Wednesday, February 24, 2010

You people (yes YOU!) are fucked up.

A while back, I entered some secret code into the bowels of this blog so that I can track where my visitors come from. I know if you've gotten to my blog via search engines (and I know which ones) or referred sites. I know where you live -- what country, state, and city. I know how many pages you view, which ones, and how long you read. Oh, yes. The Saucy Vixen is watching you.

Far more entertaining, however, are the keyword search results. I get to see what y'all enter into search engines that cause you to stagger across my blog. It seems you're seeking answers. So, I have compiled a list of answers for you, based upon what you've entered into the search engine. No need to thank me. Consider it a free service from someone who cares.
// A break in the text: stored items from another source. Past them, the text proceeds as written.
PR #49091, opened 2022-12-15
[Paddle Inference] repalce log error with paddle throw

yuanlehome:
### PR types

Others
### PR changes

Others
### Describe

1. repalce log error with paddle throw
2. PADDLE_WITH_TENSORRT


jiweibo (approved):
LGTM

(1) No, you can no longer purchase used women's panties on eBay. That craze died sometime in the late 1990s. I know this because I used to grift creepy men with promises of panties from sexy college co-eds. Really, I just bought a $2 pair from TJ Maxx, packed in in a Ziploc bag (per popular request), and sold 'em for about $50 a pop. I was a very entrepreneurial college student. Mr. Vixen tells me that there are other websites that provide the used panty service now. I wish you luck.

(2) I have no clue how to hydrate beef jerky. It seems like an odd thing to do. I dare say that you'll never get a porterhouse steak from a bag of jerky. Warning: Do not attempt to hydrate jerky by warming it in a microwave after wetting it down. It cases smoke. And fire.

(3) Entering "Who is the women behind the saucy vixen blog" into Google will not magically provide you with my true identity.

(4) "Tiramisu" is not a sexual position. Many of you seem to think it is. This concerns me.

(5) If you're scouring the Internet for information in order to decide whether you should date men with children, you probably shouldn't.

(6) E-mailing with someone does not constitute cheating. I e-mail people all the time. I e-mail colleagues. I e-mail random guys I know. I e-mail my in-laws. I e-mail my parents. It would be foolish to assume that I am having sex with all these people. It would also be really disturbing.

(7) Marconi really does play the mamba. And a city built on rock and roll would be structurally unsound.